What to do:
Output the entries underneath exactly as they are.

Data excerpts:
┌────────

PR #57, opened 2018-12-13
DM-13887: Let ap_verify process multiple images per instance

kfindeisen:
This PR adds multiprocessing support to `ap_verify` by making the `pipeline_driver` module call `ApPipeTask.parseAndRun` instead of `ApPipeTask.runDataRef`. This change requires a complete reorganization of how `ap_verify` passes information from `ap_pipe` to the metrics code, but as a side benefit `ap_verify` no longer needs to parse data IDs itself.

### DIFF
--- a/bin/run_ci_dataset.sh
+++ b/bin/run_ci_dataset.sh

└────────

Response:
PR #57, opened 2018-12-13
DM-13887: Let ap_verify process multiple images per instance

kfindeisen:
This PR adds multiprocessing support to `ap_verify` by making the `pipeline_driver` module call `ApPipeTask.parseAndRun` instead of `ApPipeTask.runDataRef`. This change requires a complete reorganization of how `ap_verify` passes information from `ap_pipe` to the metrics code, but as a side benefit `ap_verify` no longer needs to parse data IDs itself.

### DIFF
--- a/bin/run_ci_dataset.sh
+++ b/bin/run_ci_dataset.sh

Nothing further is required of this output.